■ WORK ITEM ■
Copy nothing but the lines below running from the line containing "When the provider" through the line containing "### Expected behavior", both end lines included.

■ DATA LISTING ■
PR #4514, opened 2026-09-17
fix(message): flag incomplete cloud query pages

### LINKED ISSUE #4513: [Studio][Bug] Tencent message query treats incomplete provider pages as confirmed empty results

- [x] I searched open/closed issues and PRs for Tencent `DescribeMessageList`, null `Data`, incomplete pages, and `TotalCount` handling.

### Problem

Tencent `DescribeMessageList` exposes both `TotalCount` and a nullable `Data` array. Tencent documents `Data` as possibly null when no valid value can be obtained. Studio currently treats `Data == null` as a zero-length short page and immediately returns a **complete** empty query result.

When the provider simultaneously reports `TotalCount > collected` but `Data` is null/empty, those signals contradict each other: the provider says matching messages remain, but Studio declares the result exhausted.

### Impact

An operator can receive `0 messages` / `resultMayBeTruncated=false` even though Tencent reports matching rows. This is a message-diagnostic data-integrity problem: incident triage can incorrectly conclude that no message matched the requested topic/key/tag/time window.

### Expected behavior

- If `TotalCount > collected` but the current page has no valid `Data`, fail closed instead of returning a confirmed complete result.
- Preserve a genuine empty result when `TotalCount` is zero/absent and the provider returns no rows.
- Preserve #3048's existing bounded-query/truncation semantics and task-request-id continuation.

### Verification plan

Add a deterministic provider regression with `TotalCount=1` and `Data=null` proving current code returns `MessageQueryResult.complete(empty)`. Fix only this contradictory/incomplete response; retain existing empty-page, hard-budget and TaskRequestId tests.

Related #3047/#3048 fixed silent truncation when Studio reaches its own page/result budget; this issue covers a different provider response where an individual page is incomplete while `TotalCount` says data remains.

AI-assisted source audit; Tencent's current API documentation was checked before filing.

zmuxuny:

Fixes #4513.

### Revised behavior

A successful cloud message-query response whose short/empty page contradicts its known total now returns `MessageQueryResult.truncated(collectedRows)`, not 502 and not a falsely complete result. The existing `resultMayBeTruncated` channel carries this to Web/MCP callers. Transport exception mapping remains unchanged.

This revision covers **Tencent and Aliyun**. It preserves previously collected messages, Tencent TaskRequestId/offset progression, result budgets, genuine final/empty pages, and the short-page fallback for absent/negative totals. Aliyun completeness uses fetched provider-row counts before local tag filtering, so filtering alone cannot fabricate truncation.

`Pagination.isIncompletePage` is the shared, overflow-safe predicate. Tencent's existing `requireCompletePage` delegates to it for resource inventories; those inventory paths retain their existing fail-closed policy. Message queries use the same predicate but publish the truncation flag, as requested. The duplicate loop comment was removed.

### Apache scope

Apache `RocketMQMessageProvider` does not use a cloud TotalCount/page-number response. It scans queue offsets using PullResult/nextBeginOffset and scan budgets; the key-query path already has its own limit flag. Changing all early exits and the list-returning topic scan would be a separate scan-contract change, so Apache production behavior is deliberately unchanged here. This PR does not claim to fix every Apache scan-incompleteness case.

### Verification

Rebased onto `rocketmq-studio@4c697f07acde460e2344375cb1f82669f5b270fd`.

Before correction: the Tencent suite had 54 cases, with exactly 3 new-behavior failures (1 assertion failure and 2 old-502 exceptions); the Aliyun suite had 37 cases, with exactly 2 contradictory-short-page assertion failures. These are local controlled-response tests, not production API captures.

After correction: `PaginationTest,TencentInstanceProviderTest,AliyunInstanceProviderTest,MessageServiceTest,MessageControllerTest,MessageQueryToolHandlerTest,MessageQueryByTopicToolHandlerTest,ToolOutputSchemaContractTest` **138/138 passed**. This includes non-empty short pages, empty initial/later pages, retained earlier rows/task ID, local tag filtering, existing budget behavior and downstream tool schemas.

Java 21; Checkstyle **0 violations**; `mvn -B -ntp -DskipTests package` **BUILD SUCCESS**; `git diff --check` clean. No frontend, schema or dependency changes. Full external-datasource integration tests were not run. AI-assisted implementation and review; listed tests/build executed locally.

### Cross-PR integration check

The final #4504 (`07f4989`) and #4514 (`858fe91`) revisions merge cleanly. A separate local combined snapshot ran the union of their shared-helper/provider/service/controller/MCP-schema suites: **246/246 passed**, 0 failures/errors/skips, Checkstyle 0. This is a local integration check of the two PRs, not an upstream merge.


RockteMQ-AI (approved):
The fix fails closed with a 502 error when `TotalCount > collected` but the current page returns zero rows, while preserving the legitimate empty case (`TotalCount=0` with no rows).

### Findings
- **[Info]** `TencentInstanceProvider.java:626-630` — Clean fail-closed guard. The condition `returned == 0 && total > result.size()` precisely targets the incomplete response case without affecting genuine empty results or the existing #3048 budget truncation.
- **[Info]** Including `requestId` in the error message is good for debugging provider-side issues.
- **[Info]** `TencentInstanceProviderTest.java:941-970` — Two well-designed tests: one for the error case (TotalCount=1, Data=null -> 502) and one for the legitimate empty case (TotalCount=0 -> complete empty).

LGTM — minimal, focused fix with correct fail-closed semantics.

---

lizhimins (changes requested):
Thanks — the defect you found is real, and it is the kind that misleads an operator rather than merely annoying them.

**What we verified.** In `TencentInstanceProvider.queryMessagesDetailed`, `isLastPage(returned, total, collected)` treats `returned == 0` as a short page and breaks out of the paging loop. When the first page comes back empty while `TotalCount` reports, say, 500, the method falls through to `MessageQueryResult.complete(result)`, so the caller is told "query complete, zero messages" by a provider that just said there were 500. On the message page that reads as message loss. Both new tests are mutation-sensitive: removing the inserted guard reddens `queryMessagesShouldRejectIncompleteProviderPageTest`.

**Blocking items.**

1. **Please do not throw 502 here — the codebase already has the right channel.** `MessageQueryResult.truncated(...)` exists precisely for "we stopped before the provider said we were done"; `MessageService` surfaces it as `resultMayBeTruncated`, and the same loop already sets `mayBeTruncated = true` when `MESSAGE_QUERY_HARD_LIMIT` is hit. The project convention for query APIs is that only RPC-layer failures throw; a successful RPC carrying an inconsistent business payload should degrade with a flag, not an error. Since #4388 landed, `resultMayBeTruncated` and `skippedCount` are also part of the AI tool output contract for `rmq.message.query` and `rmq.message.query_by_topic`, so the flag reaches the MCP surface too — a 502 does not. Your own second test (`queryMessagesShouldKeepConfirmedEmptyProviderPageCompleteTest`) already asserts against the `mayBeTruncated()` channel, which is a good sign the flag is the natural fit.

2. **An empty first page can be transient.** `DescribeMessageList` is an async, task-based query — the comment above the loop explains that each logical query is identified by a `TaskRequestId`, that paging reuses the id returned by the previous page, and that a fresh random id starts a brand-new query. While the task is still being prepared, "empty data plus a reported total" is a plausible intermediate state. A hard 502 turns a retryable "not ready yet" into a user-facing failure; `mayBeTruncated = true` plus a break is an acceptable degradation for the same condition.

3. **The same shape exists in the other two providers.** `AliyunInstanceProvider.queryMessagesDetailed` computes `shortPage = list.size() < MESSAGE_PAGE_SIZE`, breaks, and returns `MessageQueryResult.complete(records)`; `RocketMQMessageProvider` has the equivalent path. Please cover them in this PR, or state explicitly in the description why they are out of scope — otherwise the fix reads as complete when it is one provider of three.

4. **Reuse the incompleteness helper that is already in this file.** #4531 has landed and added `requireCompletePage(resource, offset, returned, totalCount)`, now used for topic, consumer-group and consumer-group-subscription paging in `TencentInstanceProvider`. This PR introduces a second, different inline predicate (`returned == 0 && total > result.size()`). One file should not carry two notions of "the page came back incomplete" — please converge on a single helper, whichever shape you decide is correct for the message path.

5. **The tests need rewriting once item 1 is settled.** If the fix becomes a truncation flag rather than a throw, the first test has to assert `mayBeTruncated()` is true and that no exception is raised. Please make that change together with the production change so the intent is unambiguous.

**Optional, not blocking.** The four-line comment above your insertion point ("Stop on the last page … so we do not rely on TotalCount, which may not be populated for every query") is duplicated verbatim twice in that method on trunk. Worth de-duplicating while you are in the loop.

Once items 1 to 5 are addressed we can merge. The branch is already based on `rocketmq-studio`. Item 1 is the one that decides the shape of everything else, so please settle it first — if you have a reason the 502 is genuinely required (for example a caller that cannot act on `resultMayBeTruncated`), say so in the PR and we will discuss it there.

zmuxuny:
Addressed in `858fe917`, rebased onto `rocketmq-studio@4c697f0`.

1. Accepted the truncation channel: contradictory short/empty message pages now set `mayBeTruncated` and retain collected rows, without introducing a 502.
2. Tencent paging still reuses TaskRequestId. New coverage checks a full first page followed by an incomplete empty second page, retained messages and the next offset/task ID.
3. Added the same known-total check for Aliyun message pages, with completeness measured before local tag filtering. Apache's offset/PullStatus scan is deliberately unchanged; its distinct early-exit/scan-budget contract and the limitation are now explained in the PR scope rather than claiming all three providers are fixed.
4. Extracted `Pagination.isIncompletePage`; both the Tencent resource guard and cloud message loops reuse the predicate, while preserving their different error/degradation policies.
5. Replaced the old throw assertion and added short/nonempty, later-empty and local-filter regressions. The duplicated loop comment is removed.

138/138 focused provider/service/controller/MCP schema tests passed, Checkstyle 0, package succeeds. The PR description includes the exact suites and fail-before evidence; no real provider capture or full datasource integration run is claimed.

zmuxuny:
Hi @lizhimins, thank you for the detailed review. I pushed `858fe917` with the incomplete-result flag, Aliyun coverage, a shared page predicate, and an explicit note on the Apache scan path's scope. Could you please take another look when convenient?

■ OUTPUT FOR THIS TASK ■
When the provider simultaneously reports `TotalCount > collected` but `Data` is null/empty, those signals contradict each other: the provider says matching messages remain, but Studio declares the result exhausted.

### Impact

An operator can receive `0 messages` / `resultMayBeTruncated=false` even though Tencent reports matching rows. This is a message-diagnostic data-integrity problem: incident triage can incorrectly conclude that no message matched the requested topic/key/tag/time window.

### Expected behavior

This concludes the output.